The correct check was to compare the warning against the official npm package ground truth. Once that was done, the supposedly missing bundled files turned out not to be part of the target package in the first place.
This is exactly the kind of moment where incident handling can go sideways: one scary warning appears during rollback, and suddenly the team starts doubting the only thing that just restored service. The better rule is calmer:
Do not ignore verifier warnings. Do verify whether the warning matches the official package contents before turning it into a larger story.
What the Incident Changed in My Upgrade Procedure
I do not think this incident proves that the upgrade procedure was broken.
I think it proves that the verification depth was too shallow for this failure mode.
| Before | After |
|---|---|
| Startup checks were treated as near-success. | Startup checks are only entry criteria for a roughly 10-minute runtime soak. |
| Rollback was possible, but triggers were mostly implicit. | Rollback criteria are now explicit for timeout/failover patterns on representative paths. |
| Backup trouble could feel like friction to push through. | Degraded backup posture must be surfaced as an explicit go/no-go decision. |
| Post-rollback success could be declared too early. | A short live watch is now part of rollback verification. |
| Baseline capture was optional and easy to skip. | Known suspect anomaly classes should get a small pre-update baseline when practical. |
The New Guardrails I Kept
The durable changes were intentionally small. I did not want one bad release to turn into a giant ritual.

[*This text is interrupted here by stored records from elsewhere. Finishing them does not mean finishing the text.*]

Issue #1864, opened 2025-09-02
[ISSUE] Propagate directory creation error


nbiscaro:
## Summary

In the event that the directory creation fails in the case of initial load we should propagate this error back up to the caller. 

## Context

Why is this issue important? Link any relevant discussions, designs, or documents.

## Tasks

- [ ] 

## Notes

Any extra notes or details that might be useful.

Issue #1863, opened 2025-09-02
[ISSUE] Use `base_path` for initial load


nbiscaro:
## Summary

It doesn't work with standalone deployment, which requires all files to be placed under backend `base_path`.

## Context

Why is this issue important? Link any relevant discussions, designs, or documents.

## Tasks

- [ ] 

## Notes

Any extra notes or details that might be useful.

PR #1865, opened 2025-09-02
Use `base_path` for initial load

nbiscaro:
## Summary

We need to place files under `base_path` during initial copy in order to be compatible with Moonlink standalone. Also propagate any errors to caller on dir creation. 

## Related Issues

Closes https://github.com/Mooncake-Labs/moonlink/issues/1863
Closes https://github.com/Mooncake-Labs/moonlink/issues/1864

## Changes

- Pass `table_base_path` to `perform_initial_copy`
- Add unit test for standalone
- Propagate directory creation error
- Panic at caller for initial copy
- Add error case test

## Checklist

- [ ] Code builds correctly

### DIFF
--- a/src/moonlink_connectors/src/pg_replicate.rs
+++ b/src/moonlink_connectors/src/pg_replicate.rs
@@ -264,7 +264,10 @@ impl PostgresConnection {
                 None,
             )
             .await
-            .expect("failed to copy table");
+            .expect(&format!(
+                "failed to copy table for src_table_id: {}",
+                src_table_id
+            ));
 
             // Commit the transaction
             copy_source


src/moonlink_connectors/src/pg_replicate/initial_copy.rs
```diff
@@ -34,6 +34,7 @@ pub async fn copy_table_stream<S>(
     mut stream: S,
     event_sender: &Sender<TableEvent>,
     start_lsn: u64,
+    base_path: &str,
```
dentiny: nit: do you mind renaming it to `table_base_path`?
- base_path is what we use for moonlink backend [here](https://github.com/Mooncake-Labs/moonlink/blob/40f9eb9af36f3fbca3ecd898c2930ebd4990fdd5/src/moonlink_backend/src/lib.rs#L56)
- table_base_path is made for mooncake table write through cache directory

Having consistent naming helps code readability. :)

dentiny:
> test table_handler::chaos_test::test_upsert_chaos_with_data_compaction ... ok
test table_handler::chaos_test::test_upsert_chaos_with_no_background_maintenance ... ok
test table_handler::chaos_test::test_upsert_chaos_with_index_merge ... ok

Weird, all tests look passing

src/moonlink_connectors/src/pg_replicate.rs
```diff
@@ -254,18 +255,16 @@ impl PostgresConnection {
...
+                table_base_path,
                 None,
             )
-            .await;
-
-            if let Err(e) = res {
-                error!(error = ?e, table_id = src_table_id, "failed to copy table");
-            }
+            .await
+            .expect("failed to copy table");
```
dentiny: The advantage for `expect` over `unwrap` is it allows more context, I would suggest include table name (or table base path) here.

Issue #1846, opened 2025-09-01
BUG: flaky reconnection test


dentiny:
## Summary

```sh
thread 'tests::test_replication_connection_cleanup' panicked at src/moonlink_backend/tests/test_backend.rs:226:9:
assertion `left == right` failed
  left: {}
 right: {1}

thread 'tokio-runtime-worker' panicked at src/moonlink_connectors/src/replication_state.rs:37:31:
called `Result::unwrap()` on an `Err` value: SendError { .. }
2025-08-30T04:46:15.993005Z  WARN moonlink_connectors::replication_connection: task join error during shutdown error=JoinError::Panic(Id(54667), "called `Result::unwrap()` on an `Err` value: SendError { .. }", ...)
```
link: https://github.com/Mooncake-Labs/moonlink/actions/runs/17339491395/job/49231368789

Feel free to re-assign.

PR #1868, opened 2025-09-02
No panic on mark

nbiscaro:
## Summary

During startup or shutdown `mark` may be called (on keepalive) causing a panic if the subscriber is dropped. Here we change mark to best-effort. 

## Related Issues

Closes https://github.com/Mooncake-Labs/moonlink/issues/1846

## Changes

- Change mark to best effort
- Add regression test
- 

## Checklist

- [ ] Code builds correctly

### DIFF
--- a/src/moonlink_connectors/src/replication_state.rs
+++ b/src/moonlink_connectors/src/replication_state.rs
@@ -34,7 +34,8 @@ impl ReplicationState {
     pub fn mark(&self, lsn: u64) {
         if lsn > self.current.load(Ordering::SeqCst) {
             self.current.store(lsn, Ordering::SeqCst);
-            self.tx.send(lsn).unwrap();
+            // Ignore send error if there are no subscribers (e.g., during shutdown)
+            let _ = self.tx.send(lsn);
         }
     }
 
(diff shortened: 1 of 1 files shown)


src/moonlink_connectors/src/replication_state.rs
```diff
@@ -34,7 +34,8 @@ impl ReplicationState {
     pub fn mark(&self, lsn: u64) {
         if lsn > self.current.load(Ordering::SeqCst) {
             self.current.store(lsn, Ordering::SeqCst);
-            self.tx.send(lsn).unwrap();
+            // Ignore send error if there are no subscribers (e.g., during shutdown)
+            let _ = self.tx.send(lsn);
```
dentiny: I would suggest add a logging here.

dentiny: Two reasons:
- The failure should only happen in rare cases, so logging shouldn't floods the whole screen
- Replication LSN is one of the core concept for moonlink; assume we have a bug somewhere, people won't even be able tell replication LSN is incorrect without logging
- preferred, but not sure how hard it is: we better do proper synchronization

PR #1861, opened 2025-09-02
integrate rest catalog into iceberg e2e tests

peterxcli:
## Summary

integrate rest catalog into iceberg e2e tests

## Changes

- 
- 
- 

## Checklist

- [ ] Code builds correctly
- [ ] Tests have been added or updated
- [ ] Documentation updated if necessary
- [ ] I have reviewed my own changes

PR #1875, opened 2025-09-03
[rest-catalog]: implement namespace functions

### LINKED ISSUE #1616: iceberg: implement namespace functions
## Summary

we could use iceberg-rust's rest catalog implementation and make a wrapper
this ticket is supposed to achieve a few namespace functionalities:
- create: https://github.com/apache/iceberg-rust/blob/fa5f2ed8dcd60be7438c5a3bfe098490ecd03e3a/crates/iceberg/src/catalog/mod.rs#L58
- get: https://github.com/apache/iceberg-rust/blob/fa5f2ed8dcd60be7438c5a3bfe098490ecd03e3a/crates/iceberg/src/catalog/mod.rs#L65
- existence: https://github.com/apache/iceberg-rust/blob/fa5f2ed8dcd60be7438c5a3bfe098490ecd03e3a/crates/iceberg/src/catalog/mod.rs#L68
- drop: https://github.com/apache/iceberg-rust/blob/fa5f2ed8dcd60be7438c5a3bfe098490ecd03e3a/crates/iceberg/src/catalog/mod.rs#L81

Some simple tests are enough

Standing-Man:
## Summary

implement namespace functions for `rest_catalog`

## Related Issues

- Closes #1616

## Changes

- implement namespace functions
- add more test cases for `namespace` function
- 🚧 refactor the RAII-Style Test Guard on `RestCatalog`.

## Checklist

- [x] Code builds correctly


dentiny:
curious how did you test it on local? Does it work for devcontainer?

Standing-Man:
> curious how did you test it on local? Does it work for devcontainer?

The tests failed locally, so I created this PR to verify them in the CI environment. 😂  I’m curious if there’s a way for us to test this locally.

peterxcli:
> > curious how did you test it on local? Does it work for devcontainer?
> 
> The tests failed locally, so I created this PR to verify them in the CI environment. 😂 I’m curious if there’s a way for us to test this locally.

@Standing-Man would you like to try https://github.com/Mooncake-Labs/moonlink/pull/1861/commits/755ff48691433f7b72cc7aed89b6b925844f05c8 to see if it helps?

Standing-Man:
> @Standing-Man would you like to try [755ff48](https://github.com/Mooncake-Labs/moonlink/commit/755ff48691433f7b72cc7aed89b6b925844f05c8) to see if it helps?

Awesome PR — really nice job! Hopefully it’ll be merged soon. I’ll keep an eye on it and try to help out whenever I can.

src/moonlink/src/storage/iceberg/rest_catalog.rs
```diff
@@ -68,10 +69,12 @@ impl Catalog for RestCatalog {
 
     async fn update_namespace(
         &self,
-        _namespace_ident: &NamespaceIdent,
-        _properties: HashMap<String, String>,
+        namespace_ident: &NamespaceIdent,
+        properties: HashMap<String, String>,
     ) -> IcebergResult<()> {
-        todo!("Update namespace is not supported");
+        self.catalog
```
dentiny: FYI: moonlink doesn't need for now, file catalog also didn't implement it

src/moonlink/src/storage/iceberg/rest_catalog_test_utils.rs
```diff
@@ -25,6 +28,29 @@ pub(crate) fn default_rest_catalog_config() -> RestCatalogConfig {
     }
 }
 
+/// Util function to transaction vec into set
+pub(crate) fn to_set<T: Eq + Hash>(vec: Vec<T>) -> HashSet<T> {
```
dentiny: not sure how useful it is, if you really want it, better to put it into a more centralized place so others could also use it.

src/moonlink/src/storage/iceberg/rest_catalog_test_utils.rs
```diff
@@ -25,6 +28,29 @@ pub(crate) fn default_rest_catalog_config() -> RestCatalogConfig {
...
+}
+
+/// Util function to test multiple_namespaces
+pub(crate) async fn create_namespaces(
+    catalog: &RestCatalog,
+    namespace_idents: &Vec<&NamespaceIdent>,
+) {
+    for namespace_ident in namespace_idents {
+        let _ = catalog
+            .create_namespace(namespace_ident, HashMap::new())
```
dentiny: nit:
```suggestion
            .create_namespace(namespace_ident, /*properties=*/HashMap::new())
```

dentiny (commented):
only nitpicks

dentiny:
Also need to address CI test failures :)

src/moonlink/src/storage/iceberg/rest_catalog_test_utils.rs
Standing-Man: Got it, I’ve fixed these minor issues.

Standing-Man:
The test failures in the current CI run are caused by namespaces not being cleaned up. I observed that prior table operations relied on `rest_catalog_guard` to manage both namespaces and tables, and the drop method requires recreating the rest_catalog. Could we explore a more effective way to handle these namespaces and tables?

dentiny:
unit tests still fail, please fix them first, thanks!

dentiny:
> The test failures in the current CI run are caused by namespaces not being cleaned up.

It's hard, since all unit tests run concurrently.
I think all unit tests could create their own namespace, and only do CRUD + list operation on namespaces inside of the parent namespace.

dentiny:
Ping me when ready, thanks!

src/moonlink/src/storage/iceberg/rest_catalog_test_guard.rs
```diff
@@ -10,13 +10,18 @@ pub(crate) struct RestCatalogTestGuard {
...
-    pub(crate) async fn new(namespace: String, table: Option<String>) -> Result<Self> {
+    pub(crate) async fn new(
+        namespace: Vec<String>,
+        table: Option<String>,
+        props: Option<HashMap<String, String>>,
+    ) -> Result<Self> {
         let config = default_rest_catalog_config();
         let catalog = RestCatalog::new(config)
             .await
             .expect("Catalog creation fail");
```
Standing-Man: Hi @dentiny, we set a Guard to protect the created catalog, but the test case still creates another catalog to call the CRUD API. In this case, what is the intended purpose of the Guard?

dentiny: I think the correct way is to create isolated catalog and namespace for each unit test, I suspect current implementation suffers data race.

Standing-Man: Right, I think the Guard is created to protect the catalog and avoid data races.

dentiny: Feel free to make changes you think reasonable, also welcome separate PRs to fix issues.
Thanks for the help!

Standing-Man:
Hi @dentiny, I don’t think **CI** errors comes from data race. In `test_list_namespaces_returns_empty_vector`, we don’t create any namespace, but `list_namespace` still shows multiple ones.

dentiny:
>  In test_list_namespaces_returns_empty_vector, we don’t create any namespace, but list_namespace still shows multiple ones.

- Are all rest catalog logs running in sequantially?
- Is there anything inside before test (i.e., with empty test case alone)?

src/moonlink/src/storage/iceberg/rest_catalog_test_guard.rs
```diff
@@ -1,55 +1,92 @@
...
 use crate::storage::iceberg::rest_catalog_test_utils::*;
-use iceberg::{Catalog, NamespaceIdent, Result, TableIdent};
-use std::collections::HashMap;
+use iceberg::{Catalog, NamespaceIdent, TableIdent};
+use tokio::sync::RwLock;
 
 pub(crate) struct RestCatalogTestGuard {
-    pub(crate) namespace: NamespaceIdent,
-    pub(crate) table: Option<TableIdent>,
+    pub(crate) catalog: Arc<RwLock<RestCatalog>>,
```
dentiny: curious why lock for the data member?

Standing-Man: Use `RwLock` only to ensure catalog is not accessed by multiple threads (can be removed later)

dentiny: sorry not quite sure about that, isn't one test guard used in one test case?

Standing-Man: Yes, you're right — usually one test guard is used per test case.

src/moonlink/src/storage/iceberg/rest_catalog_test_utils.rs
dentiny: Comment unaddressed?

dentiny:
Do you mind resolving the conflicts? Thanks!

peterxcli:
@Standing-Man would you like to put those test refactor into other PR?

Standing-Man:
> @Standing-Man would you like to put those test refactor into other PR?

I’d like to merge the namespace methods first, and handle the TestGuard refactor in a separate branch later. Is that okay?@dentiny.

dentiny:
> I’d like to merge the namespace methods first,

Let's do namespace change first, thank you!

dentiny (commented):
The code LG, it's delegating the invocation to internal rest catalog, but not sure why you delete all unit tests?

Standing-Man:
> The code LG, it's delegating the invocation to internal rest catalog, but not sure why you delete all unit tests?

Since those unit tests could not pass the CI checks, I removed them.

dentiny:
> Since those unit tests could not pass the CI checks, I removed them.

TBH I don't think that's acceptable, what's the issue?

src/moonlink/src/storage/iceberg/rest_catalog_test.rs
```diff
@@ -1,108 +1,154 @@
...
+        .expect("error: fail to check if the namespace exist"));
+
+    assert_eq!(
+        writer
+            .catalog
+            .list_namespaces(None)
+            .await
+            .expect("error: fail to list the namespaces"),
+        vec![]
+    );
```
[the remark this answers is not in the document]
Standing-Man: Got it!, i will update on next commit, thanks.

Standing-Man:
> TBH I don't think that's acceptable, what's the issue?

Currently, the table and namespace tests are merged into two cases. I plan to address the `RestCatalogTestGuard` refactor in a follow-up PR.

dentiny (commented):
```
thread 'storage::iceberg::rest_catalog_test::test_namespace_operation' panicked at src/moonlink/src/storage/iceberg/rest_catalog_test.rs:120:5:
assertion `left == right` failed
  left: [NamespaceIdent(["7AGXXSRGmF"]), NamespaceIdent(["Un1iYYNGh7"]), NamespaceIdent(["ul0DMIc12e"])]
 right: [NamespaceIdent(["ul0DMIc12e"])]
```
CI fails

src/moonlink/src/storage/iceberg/rest_catalog_test.rs
```diff
@@ -1,108 +1,157 @@
...
+    assert!(writer
+        .catalog
+        .namespace_exists(&ns_ident)
+        .await
+        .expect("error: fail to check if the namespace exist"));
+
+    assert_eq!(
+        writer
+            .catalog
```
dentiny, line 122: You are listing namespaces in **root namespace**, rather than your own unique **namespace**.

src/moonlink/src/storage/iceberg/rest_catalog_test.rs
```diff
@@ -1,108 +1,141 @@
...
-        create_test_table_schema().unwrap(),
-    )
-    .await
-    .unwrap();
-    let namespace = NamespaceIdent::new(namespace);
-    let table_creation = default_table_creation(table.clone());
-    let table_name = table_creation.name.clone();
-    catalog
-        .create_table(&namespace, table_creation)
+        .expect("error: fail to create testguard");
```
dentiny: just curious why do you switch back to expect here?

src/moonlink/src/storage/iceberg/rest_catalog_test_guard.rs
```diff
@@ -3,15 +3,17 @@ use crate::storage::iceberg::rest_catalog::RestCatalog;
...
 use iceberg::{Catalog, NamespaceIdent, Result, TableIdent};
-use std::collections::HashMap;
+use std::sync::Arc;
+use tokio::sync::RwLock;
 
 pub(crate) struct RestCatalogTestGuard {
-    pub(crate) namespace: NamespaceIdent,
-    pub(crate) table: Option<TableIdent>,
+    pub(crate) catalog: Arc<RwLock<RestCatalog>>,
+    pub(crate) namespace_idents: Option<Vec<NamespaceIdent>>,
```
dentiny, line 9: why do we use arc here?

Standing-Man: Would it be correct to use only RestCatalog here?

src/moonlink/src/storage/iceberg/rest_catalog_test.rs
Standing-Man: In the next commit, I will handle the error upload in the new function.

dentiny: > https://github.com/Mooncake-Labs/moonlink/issues/2005

Could you please elaborate what do you plan to do?

My thought: 
- In unit test, unwrap / panic / assert is enough, no need for proper error propagation
- The advantage for expect is more context; say, you need extra information when error happens, feel free to use expect to fill in more details, but don't think it's the case here.

src/moonlink/src/storage/iceberg/rest_catalog_test_guard.rs
dentiny: I think the default option is to use value directly (perf wise, code complexity wise);
you choose to use Arc and rwlock must be some reasons, right? :sweat_smile:

src/moonlink/src/storage/iceberg/rest_catalog_test.rs
Standing-Man: Using `expect` helps surface errors when creating the catalog.

dentiny: What's the advantage for expect over unwrap here

Standing-Man: that’s the intended usage.
```
pub(crate) async fn new() -> Result<Self> {
        let rest_catalog_config = default_rest_catalog_config();
        let accessor_config = default_accessor_config();
        let catalog = RestCatalog::new(
            rest_catalog_config,
            accessor_config,
            create_test_table_schema().unwrap(),
        )
        .await?;
        Ok(Self {
            catalog: Arc::new(RwLock::new(catalog)),
            namespace_idents: None,
            tables_idents: None,
        })
    }

------
let mut guard = RestCatalogTestGuard::new()
        .await
        .expect("error: fail to create tes tguard");
```
If we use `unwrap`, any error passed through the new function won’t provide a clear error message.

src/moonlink/src/storage/iceberg/rest_catalog_test_guard.rs
Standing-Man: Using `Arc` helps prevent extensive data duplication.

src/moonlink/src/storage/iceberg/rest_catalog_test.rs
dentiny: > that’s the intended usage.

My point: 

> In unit test, unwrap / panic / assert is enough, no need for proper error propagation

---

> The advantage for expect is more context; say, you need extra information when error happens, feel free to use expect to fill in more details, but don't think it's the case here.

I don't see how expect provides more context here?

src/moonlink/src/storage/iceberg/rest_catalog_test_guard.rs
dentiny: Could you please elaborate? say, which data gets duplicated if we don't use arc?

Standing-Man:
```
pub struct RestCatalog {
    pub(crate) catalog: IcebergRestCatalog,
    file_io: FileIO,
    warehouse_location: String,
    iceberg_schema: Option<IcebergSchema>,
    deletion_vector_blobs_to_add: HashMap<String, Vec<PuffinBlobMetadataProxy>>,
    file_index_blobs_to_add: HashMap<String, Vec<PuffinBlobMetadataProxy>>,
    puffin_blobs_to_remove: HashSet<String>,
    data_files_to_remove: HashSet<String>,
}
```
Some HashMaps and HashSets may hold large data. Since strings, vectors, and hashmaps are **heap-allocated**, frequent cloning can hurt performance.

src/moonlink/src/storage/iceberg/rest_catalog_test.rs
Standing-Man: Got it, I’ll just use unwrap to handle the error.

src/moonlink/src/storage/iceberg/rest_catalog_test_guard.rs
dentiny: these data structures are heap allocated instead of stack

Standing-Man: I’m wondering, when we clone these heap-allocated types, does it duplicate the underlying data or just the structure?

dentiny: It's deep copy, if youre not using shared pointer

Standing-Man: Exactly, that’s why we use Arc—to avoid deep copies.

dentiny: Why do we need to copy test guard

Standing-Man: In the future, when consolidating the test cases, I’m not sure if references would work—what do you think?


https://github.com/Mooncake-Labs/moonlink/blob/main/src/moonlink/src/storage/iceberg/rest_catalog_test.rs#L174

Standing-Man: I’d appreciate any advice — I can address it in my next commit.

dentiny: - reference means exclusive usage (in rust)
- shared pointer means immutable ownership share

For rest catalog test, I imagine 
- one unit test should have one guard to construct and cleanup resource
- one rest catalog to perform catalog operation

The ownership seems very clear to me. If you think rest catalog could be shared, do you mind giving me an example?

Standing-Man: The ownership seems not very clear to me. 😂

dentiny: could you please tell me, in your mind, what's the relationship between (1) unit test; (2) test guard; (3) rest catalog?

dentiny: When I say "relationship", I mean one-to-one, one-to-many, many-to-many

Standing-Man: I only know one unit test have one test guard.

dentiny: That's not good answer
- Currently all our unit tests have relationship that: one unit test has one rest catalog, one test guard maps one rest catalog
- If you want to propose something else, you should provide justification why it's necessary

src/moonlink/src/storage/iceberg/rest_catalog_test.rs
```diff
@@ -1,108 +1,96 @@
...
-async fn test_drop_table() {
-    let namespace = get_random_string();
-    let table = get_random_string();
-    let mut guard = RestCatalogTestGuard::new(namespace.clone(), Some(table.clone()))
+    // create a namespace
+    let ns_name = get_random_string();
+    let ns_ident = NamespaceIdent::new(ns_name);
+    guard
+        .catalog
+        .create_namespace(&ns_ident, HashMap::new())
```
dentiny: nit:
```suggestion
        .create_namespace(&ns_ident, /*properties=*/HashMap::new())
```

src/moonlink/src/storage/iceberg/rest_catalog_test.rs
```diff
@@ -1,108 +1,96 @@
...
+    assert!(guard.catalog.table_exists(&table_ident).await.unwrap());
+    // check the list table method
+    assert_eq!(
+        guard.catalog.list_tables(&ns_ident).await.unwrap(),
+        vec![table_ident.clone()]
+    );
 
-    // Load table and check schema.
-    let table = catalog.load_table(&table_ident).await.unwrap();
-    let actual_schema = table.metadata().current_schema();
```
dentiny, line 82: Why do you drop the schema test?

src/moonlink/src/storage/iceberg/rest_catalog_test.rs
```diff
@@ -1,108 +1,96 @@
...
-    assert_is_same_schema(actual_schema.as_ref().clone(), iceberg_schema);
+    // drop the table
+    guard.catalog.drop_table(&table_ident).await.unwrap();
+
+    guard.remove_table(&table_ident);
+
+    assert!(!guard.catalog.table_exists(&table_ident).await.unwrap());
+    assert_eq!(guard.catalog.list_tables(&ns_ident).await.unwrap(), vec![]);
+
+    guard.cleanup().await;
```
dentiny: why do we need to cleanup manually? I think the whole purpose for test guard is dtor

src/moonlink/src/storage/iceberg/rest_catalog_test_guard.rs
```diff
@@ -3,15 +3,15 @@ use crate::storage::iceberg::rest_catalog::RestCatalog;
...
-    pub(crate) namespace: NamespaceIdent,
-    pub(crate) table: Option<TableIdent>,
+    pub(crate) catalog: RestCatalog,
+    pub(crate) namespace_idents: Option<Vec<NamespaceIdent>>,
+    pub(crate) tables_idents: Option<Vec<TableIdent>>,
 }
 
 impl RestCatalogTestGuard {
-    pub(crate) async fn new(namespace: String, table: Option<String>) -> Result<Self> {
+    pub(crate) async fn new() -> Result<Self> {
```
dentiny: nit: no need for result

src/moonlink/src/storage/iceberg/rest_catalog_test_guard.rs
```diff
@@ -21,44 +21,51 @@ impl RestCatalogTestGuard {
...
+        }
+    }
+
+    pub(crate) async fn cleanup(&mut self) {
+        let tables = self.tables_idents.take();
+        let namespaces = self.namespace_idents.take();
+
+        if let Some(tables) = tables {
+            for t in tables {
+                let _ = self.catalog.drop_table(&t).await;
```
dentiny: why ignore the error?

src/moonlink/src/storage/iceberg/rest_catalog_test_guard.rs
```diff
@@ -21,44 +21,51 @@ impl RestCatalogTestGuard {
...
+            }
+        }
+
+        if let Some(namespaces) = namespaces {
+            for ns in namespaces {
+                let _ = self.catalog.drop_namespace(&ns).await;
```
dentiny: same question here

src/moonlink/src/storage/iceberg/rest_catalog_test.rs
Standing-Man: Since the `Drop` function cannot directly perform asynchronous cleanup the `table` and `namespace`, the way to run async code there is to spawn a background task that handles the cleanup inside `drop`.

dentiny: You can do https://github.com/Mooncake-Labs/moonlink/blob/c4a7d6cb28c5a7818d820cd6e0676064bcf6a618/src/moonlink/src/storage/filesystem/s3/test_guard.rs#L21

Standing-Man: Might this lead to a deadlock?

dentiny: No

src/moonlink/src/storage/iceberg/rest_catalog_test.rs
```diff
@@ -7,102 +9,128 @@ use crate::storage::iceberg::schema_utils::assert_is_same_schema;
...
-async fn test_drop_table() {
-    let namespace = get_random_string();
-    let table = get_random_string();
-    let mut guard = RestCatalogTestGuard::new(namespace.clone(), Some(table.clone()))
+    guard.record_namespace(ns_ident.clone());
+
+    // create a table
+    let table_name = get_random_string();
+    let creation = default_table_creation(table_name.clone());
+    guard
```
dentiny, line 29: nit: you don't need to create `TableIdent` yourself, simply get it from returned `Table`

src/moonlink/src/storage/iceberg/rest_catalog_test_guard.rs
```diff
@@ -21,43 +21,56 @@ impl RestCatalogTestGuard {
...
-            table: table_ident,
-        })
+        Self {
+            catalog,
+            namespace_idents: None,
+            tables_idents: None,
+        }
+    }
+
+    pub(crate) fn record_table(&mut self, table_ident: TableIdent) {
```
dentiny, line 31: On record, should we check whether the table hasn't been recorded before?
On removal, should we check whether it does exist?

src/moonlink/src/storage/iceberg/rest_catalog_test_guard.rs
```diff
@@ -2,16 +2,16 @@ use crate::storage::iceberg::catalog_test_utils::create_test_table_schema;
...
 /// A RAII-style test guard, which creates namespace ident, table ident at construction, and deletes at destruction.
 use crate::storage::iceberg::rest_catalog_test_utils::*;
-use iceberg::{Catalog, NamespaceIdent, Result, TableIdent};
-use std::collections::HashMap;
+use iceberg::{Catalog, NamespaceIdent, TableIdent};
 
 pub(crate) struct RestCatalogTestGuard {
-    pub(crate) namespace: NamespaceIdent,
-    pub(crate) table: Option<TableIdent>,
+    pub(crate) catalog: RestCatalog,
```
dentiny, line 8: I think the purpose for test guard is to automatically delete namespaces and tables, in case we forget or an error happens. If all (un)registration needs to do manually, I feel like we kinda lose the purpose.

dentiny: I'm wondering why do we change the previous implementation (i.e., create namespace and optional table at ctor).

Standing-Man: > I think the purpose for test guard is to automatically delete namespaces and tables, in case we forget or an error > happens. If all (un)registration needs to do manually, I feel like we kinda lose the purpose.

Why have a test guard if it doesn’t automatically clean up namespaces and tables when we forget or when an error occurs?

> I'm wondering why do we change the previous implementation (i.e., create namespace and optional table at ctor).

Why do we need to create the namespace and table in the constructor? What are the benefits?

src/moonlink/src/storage/iceberg/rest_catalog_test_guard.rs
Standing-Man: Why don’t we validate that a table isn’t already recorded on insert, and that it exists on removal? do we need it?

src/moonlink/src/storage/iceberg/rest_catalog_test_guard.rs
dentiny: > Why have a test guard if it doesn’t automatically clean up namespaces and tables when we forget or when an error occurs?

Sorry I don't understand, could you please elaborate?

For example, I think current implementation in main branch does cleanup at dtor.

https://github.com/Mooncake-Labs/moonlink/blob/893f6a0df06d93343af80ea750ffeb45698d0ede/src/moonlink/src/storage/iceberg/rest_catalog_test_guard.rs#L57-L60

dentiny: > Why do we need to create the namespace and table in the constructor? What are the benefits?

That's [RAII](https://en.wikipedia.org/wiki/Resource_acquisition_is_initialization).

src/moonlink/src/storage/iceberg/rest_catalog_test_guard.rs
dentiny: > Why don’t we validate that a table isn’t already recorded on insert

That's my point.

I hope you could validate the precondition for insertion and removal.

src/moonlink/src/storage/iceberg/rest_catalog_test_guard.rs
Standing-Man: It’s possible that the RestCatalogTestGuard I implemented doesn’t fully follow a pure RAII mechanism.

Standing-Man:
Since this PR does not provide significant improvements to the `RestCatalogTestGuard`, we’ll be closing it. If anyone is interested in this issue, please feel free to pick it up.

1. A roughly 10-minute post-restart runtime soak
Not hours. Not an elaborate ceremony. Just enough representative use to catch the class of regression that hides behind green startup checks. For this kind of deployment, that means one normal reply path, one high-value advanced path, and a short watch for fresh timeout/failover signatures.
2. Explicit rollback trigger language
I now want the decision threshold written down before the release, not improvised after the pain starts accumulating.
3. A short post-rollback live watch
"The process came back" is not the same thing as "the bad pattern stopped." The watch window is there to distinguish those two claims.
4. Manual restart control stays
For this deployment, manual restart remains the right default. The user should decide when the interruption actually happens.
5. Backup posture must be honest
If the full backup path is messy, the right move is to surface that risk explicitly—not to quietly pretend the safety posture is stronger than it is. In this case, that meant treating config-only backup plus dry-run as a temporary holding posture while working toward a clean verified full backup, rather than silently downgrading the safety bar.
What I Am Not Claiming
- I am not claiming that
2026.4.1was universally bad for everyone. - I am not claiming the install, restart, or rollback procedure itself was botched.
- I am not claiming every warning observed during the trial belonged to the same root cause.
What I am claiming is narrower and more useful:
Why This Matters for AI Agent Runtimes Specifically
AI agent systems make this kind of failure easy to underestimate because they have multiple surfaces that can all look healthy at once: the gateway can be up, channels can reconnect, tooling can load, and auxiliary paths can look fine while the actual user-facing model lane is already worse.
That is why "green after restart" is such a dangerous stopping point for agent platforms. A lot of the stack can be alive while the part that matters most is already quietly worse.
The safest upgrade story is not “it restarted.” The safest upgrade story is “it survived realistic use, and we knew exactly when we would roll it back if it didn’t.”
My Final Read
This incident improved my confidence in the process more than it reduced my confidence in upgrades.
That sounds backwards, but it is the real takeaway. The update did something bad. The procedure caught it, bounded it, and reversed it without drama.
That is what a healthy rollback path is for.